Text in PS With a Retina Screen?

  • January 26, 2024
  • 2 replies
  • 522 views

Hi everybody, I am working on a file in PS that is 72 dpi because it’s intended to be displayed on screen. However, I’ve got one of those stupid retina screens, which are, I think, 144 dpi, and everything displays at half the size in PS. Anyway, if you work on the image at 200% in PS you can see it at the right size. However, when you put text on, the text is very pixilated and looks rubbish. Can you have clear text at a good resolution in a 72 dpi file if you are making it with a Mac with a retina screen? If so what do I need to do? Thanks for your help, Gareth.

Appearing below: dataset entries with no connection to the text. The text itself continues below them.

PR #1416, opened 2024-07-18
Multiple groups in a provider

Tansito:
### Summary

This PR enables to have more than one group managing the resources of a provider. The idea is that more than one group could update a function if it would be needed.

This is needed due to that right now how we don't have a fully working workflow to enable that a provider publish a function so we need to give permissions to ourselves too to do it.

### Details and comments

To accomplish this use case we basically did the next steps:
- Removed `admin_group` field from Provider
- Added `admin_groups` field to the Provider as a M2M relationship
- Changed the current logic to support the change


akihikokuroda (approved):
LGTM.  Would you add example of the structure of user, groups and provider?  I assume there are user for consumer, provider and admin and groups for function admins and function user for each function.

Tansito:
What do you have in mind, @akihikokuroda ? Some kind of diagram? I can prepare it monday an update it to the PR

akihikokuroda:
Yeah, a diagram is great.thanks

Tansito:
Screenshot 2024-07-22 at 10 18 27 AM

Something like this would be what are you looking for, @akihikokuroda ?

akihikokuroda:
@Tansito It's a little different.  What I want is probably an instance diagram that has some example user, provider and groups.

Tansito:
I'm going to wait for #1406 before merge this. I think it's easier to migrate the logic from this PR to `admin_groups` than for the other one.

Tansito:
Initially is ready for review but Monday I will give it a last review just in case I missed any reference.

akihikokuroda (approved):

PR #2069, opened 2026-05-04
Support COS private endpoint configuration for FleetRunner

ElePT:
### Summary
During the demo deployment I found that COS client was set up to go over the public internet, but our deployment is configured to stay within the VPC and use private endpoints. This PR adds a `CE_COS_ENDPOINT_URL` env var that, when set, overrides the default region-derived endpoint, so we can point it at the private endpoint and keep traffic internal.

The URL is threaded through the whole stack: settings → FleetsRunner → JobCOS → COSClient → ibm_boto3.

The client cache key was also updated from `(region, access_key_id)` to `(endpoint_url, access_key_id)` so public and private clients don't accidentally share a cached instance.

### DIFF
--- a/gateway/core/ibm_cloud/clients.py
+++ b/gateway/core/ibm_cloud/clients.py
@@ -211,34 +211,38 @@ class IBMCloudClientProvider:
         access_key_id: str,
         secret_access_key: str,
         bucket_region: str | None = None,
+        endpoint_url: str | None = None,
     ) -> Any:
         """
         Return an S3-compatible IBM COS client using HMAC keys.
 
         Use for object operations: uploads, downloads, streaming.
-        Cached by ``(bucket_region, access_key_id)``.
+        Cached by ``(endpoint_url, access_key_id)``.
 
         Args:
             access_key_id: HMAC access key id from a COS service key.
             secret_access_key: HMAC secret access key from a COS service key.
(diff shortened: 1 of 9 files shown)


marceloamaral (commented):
Good catch!

But since we will always use the private endpoint why not change the `COS_URL_TEMPLATE` directly?

So, instead of using:
`COS_URL_TEMPLATE = "https://s3.{region}.cloud-object-storage.appdomain.cloud"`

We can use:
`COS_URL_TEMPLATE = "https://s3.private.{region}.cloud-object-storage.appdomain.cloud"`

ElePT:
> Good catch!
> 
> But since we will always use the private endpoint why not change the `COS_URL_TEMPLATE` directly?
> 
> So, instead of using: `COS_URL_TEMPLATE = "https://s3.{region}.cloud-object-storage.appdomain.cloud"`
> 
> We can use: `COS_URL_TEMPLATE = "https://s3.private.{region}.cloud-object-storage.appdomain.cloud"`

I didn't go that route to allow the COS client to be tested and potentially used from outside of the staging cluster, for example, with a local deployment. What we could do is invert the order of priorities and have the "main" path to follow the private url, and have a secondary path for local testing, what do you think?

marceloamaral (dismissed):
/LGTM

isma-roza (approved):

ItamarGoldman (approved):

PR #2070, opened 2026-05-04
Small fix: handle US spelling of canceled in fleet status mapping

ElePT:
### Summary
CE can return either "cancelled" (UK) or "canceled" (US) depending on the API version, we were only handling the UK spelling, so US-spelled statuses were silently falling through to PENDING instead of STOPPED.

One line fix + test case added to the parametrized status mapping suite.


marceloamaral (approved):
LGTM

PR #2072, opened 2026-05-04
Expose fleet_id on Job and allow status polling via get_job_data

ElePT:
### Summary
Depends on: #2071 (fleet_id in job API response)

Two small additions to the Job client to support Fleets jobs:

- `Job.fleet_id` — property that returns the Code Engine fleet ID for
  the job, or None for Ray jobs
- `JobService.get_job_data()` — optional hook (default: None) that
  subclasses can implement to return the full job dict in one call
- `ServerlessClient.get_job_data()` — implementation that fetches
  `/jobs/{id}/` with `with_result=false` to avoid pulling large results
- `Job.status()` — now calls `get_job_data()` first; if it returns a
  dict it uses that for the status (and caches the rest of the fields
  including `fleet_id`), otherwise falls back to the dedicated status
  endpoint as before

The net effect is that after any `status()` call, `job.fleet_id` is
populated without a second API request.

### DIFF
--- a/client/qiskit_serverless/core/clients/serverless_client.py
+++ b/client/qiskit_serverless/core/clients/serverless_client.py
@@ -350,6 +350,19 @@ class ServerlessClient(BaseClient):  # pylint: disable=too-many-public-methods
 
         return Job(job_id, job_service=self, compute_profile=response_data.get("compute_profile"))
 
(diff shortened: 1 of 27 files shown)


avilches (approved):

avilches:
I will wait until #2071 is merged, update the branch and merge this one

PR #2073, opened 2026-05-04
Enable Instances auth: programs endpoints

avilches:
## Summary

- The five `programs` endpoints (`list`, `upload`, `run`, `get_by_title`, `get_jobs`) now use the runtime instances API for authorization, following the same dual-path pattern established in PR #2064 for `jobs/provider-list`.
- `RunJobSerializer.create()` accepts an external `business_model` from the access entry, so jobs created via the runtime instances path use the correct billing model instead of computing it from Django trial groups.

## Details and comments

Each endpoint resolves access through the same dual logic:

- **`list()`** — splits on `use_legacy_authorization` first, then on `filter`:
  - Legacy: uses Django groups (`RUN_PROGRAM_PERMISSION` / `VIEW_PROGRAM_PERMISSION`).
  - Runtime: calls `accessible_functions.get_functions_by_provider(PLATFORM_PERMISSION_RUN/READ)` to build the queryset filter.
- **`upload()`** — delegates to `ProviderAccessPolicy.can_upload_function`, which already handles the dual path (added in PR2). The view now passes `accessible_functions`.
- **`run()`** — logic extracted into `_resolve_function(author, title, provider, accessible_functions) → (function, business_model)`:
  - Legacy: `get_function_by_permission` with Django groups fallback.
  - Runtime: loads the function from DB first, then checks `has_permission_for_function(PLATFORM_PERMISSION_RUN)`. If the entry carries a `business_model`, it is forwarded to the serializer and stored on the job directly, bypassing `is_trial()`.
- **`get_by_title()`** — passes `filter_function_names` (from `get_functions_by_provider(PLATFORM_PERMISSION_READ)`) to `get_function_by_permission`.
- **`get_jobs()`** — passes `accessible_functions` to `ProviderAccessPolicy.can_list_jobs`.


Tansito:
After almost 3-4 hours of review the PR is almost approved! 😂

Tansito (approved):
🚀 we finally got this! Really good work @avilches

This topic has been closed for replies.
Correct answer Lumigraphics

First of all its PPI not DPI. Second, for on-screen use, resolution is irrelevant. It can be 72PPI or 72,000 PPI and it will display the same. Third, are you using the native resolution or one that is pixel doubled? Photoshop will always show ACTUAL pixels. Windows and Mac handle hi-res/Retina displays differently so that matters too.

2 replies

LumigraphicsCorrect answer
Legend
January 26, 2024

First of all its PPI not DPI. Second, for on-screen use, resolution is irrelevant. It can be 72PPI or 72,000 PPI and it will display the same. Third, are you using the native resolution or one that is pixel doubled? Photoshop will always show ACTUAL pixels. Windows and Mac handle hi-res/Retina displays differently so that matters too.

D Fosse
Community Expert
Community Expert
January 26, 2024
quote

Windows and Mac handle hi-res/Retina displays differently


By @Lumigraphics

 

Actually they don't. This 200% scaling, where 1 image pixel is displayed by 4 screen pixels, happens on both platforms. All web browsers and image viewers do it - but, crucially, Photoshop doesn't.

Legend
January 26, 2024

I meant the Ui and controls.

D Fosse
Community Expert
Community Expert
January 26, 2024

Photoshop displays it correctly.

 

Other, consumer-oriented image viewers and web browsers scale the image up to 200% when they detect a high-density (small pixel) screen. This is the industry standard workaround to ensure the same material can be used everywhere, regardless of what screen technology the user happens to have.

 

Photoshop set to View > 200 % does exactly the same thing.

 

Also note that Photoshop, as a pixel based raster editor, will always display text and vector elements rasterized to the base document resolution (pixels). This is in contrast to a true vector application like Illustrator, which will always render text/vector at full screen resolution.

 

In other words, there is nothing wrong and nothing to fix.